小女孩倒在柴堆中,醒来时脑袋还伴着阵阵头痛,眼前恍惚有道火光,是在一片阔地,手脚动弹不得,耳边嘈杂的声音不断传入耳边。
围绕着的人们猛地抬起了头,敏锐的眼神像是能直击心灵。
一个壮汉手中举着一个火把,小女孩用水灵灵的大眼睛惊恐地看向壮汉。
壮汉往火盆点燃便要扔下。
一辆马车停了下来,“住手!”青衫妇人从马车上火急火燎地跑了过来。
“我们倒想问呢,苏夫人你生的女儿怎么就是这副模样?”一旁有个胖胖的女人走上前去,双手叉腰挡住了细瘦的苏夫人吼道。
苏老爷从马车内站起身来怒道:“别嚷嚷了。
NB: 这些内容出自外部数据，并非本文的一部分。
PR #202, opened 2023-08-15
 🐛  Better handle when CnsNodeVmAttachment unexpectedly already exists

bryanv:
If a CnsNodeVmAttachment already exists when we were expecting to create it, inspect the existing one to see if we're the owners of it but it is otherwise stale. The usual cause of this will be that VC VM was deleted from underneath, and the replacement VM will end up with a new BiosUUID.

This addresses the immediate issue we have, but still leaves some lingering issues around the whole attachment workflow, like w.r.t. volume and PVC name changes, and how we determine if the volume is actually attached, that we'll have to keep throwing code at until we're able to revisit this workflow, and likely bring the attachment and detachment in-house.

```release-note
NONE
```

### DIFF
--- a/controllers/volume/v1alpha1/volume_controller.go
+++ b/controllers/volume/v1alpha1/volume_controller.go
@@ -624,16 +624,66 @@ func (r *Reconciler) createCNSAttachment(
 	}
 
 	if err := r.Create(ctx, attachment); err != nil {
-		// An IsAlreadyExists error is not really expected because the only way we'll do a Create()
-		// is if the attachment wasn't returned in the List() done at the start of the reconcile.
-		// The Client cache might have been stale, so ignore the error, but like the comment in the
-		// caller, we might want to perform an Update() in this case too.
-		if !apiErrors.IsAlreadyExists(err) {
-			return errors.Wrap(err, "Error creating CnsNodeVmAttachment")
+		if apiErrors.IsAlreadyExists(err) {
+			return r.createCNSAttachmentButAlreadyExists(ctx, attachmentName)
 		}
+		return errors.Wrap(err, "Cannot create CnsNodeVmAttachment")
 	}
 
 	return nil
+}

婉雪不过是染了疾病。”缓缓走下了马车,“几年前的事你们也都忘得一干二净了吗。”
苏府二小姐出生时头发是白色的,苏夫人给她取名婉雪。
“苏老爷,虽然苏夫人她做过好事救过我们峨瑰庄全庄人,但她留下了苏小姐这么一个祸害,也是给我们峨瑰庄招灾啊!谁知道她……”胖女人的声音低了几分但还是理直气壮地在骂。
“招不招灾?你说的可不算!”苏老爷打断胖女人的话,用力地挥了下袖子,朝这边走来。
“苏夫人她与我是同一天诞下的孩子,我的却是死婴!她的满头白发!”胖女人得意地指着苏婉雪。
苏老爷狠狠地瞪了胖女人一眼:“你总不能因为你自己的身体怪到我夫人身上吧!你不过仗着是庄长的妻子,平日在庄里小打小闹也便罢了,现在给我苏府这闹腾什么?”
苏夫人被庄长夫人给绊了一脚,还是连忙起身跑了过去。壮汉本无意伤她,奈何阻拦了他做生意,苏夫人被狠狠地推倒在地“额啊——”。
壮汉又扬起了火棍。
“什么仗着?我没有闹腾!我这是为了我们全庄的安危着想,你怕是把几年前道长说的话给忘得完了!”庄长夫人急瞪眼。
“夫人!”苏老爷推开庄长夫人,还没走一步。
“苏老爷!”阔地上的人齐声朝着苏老爷跪下。
“放!”庄主夫人。
苏夫人挡在苏婉雪面前:“你们要烧,便将我一并烧了吧!”
那天苏夫人拼了命才将苏婉雪护了下来,但也是从那天开始,苏夫人的身子是一日不如一日了,两年后便去世了。所以都说苏婉雪打小便有着一个不治之症——祸害。
苏婉雪还有一个非常要好的姐妹,她的义妹柳倾。
“义姐,你会一直陪着倾儿吗?”
“当然啦,这么可爱的倾儿,义姐才舍不得呢。”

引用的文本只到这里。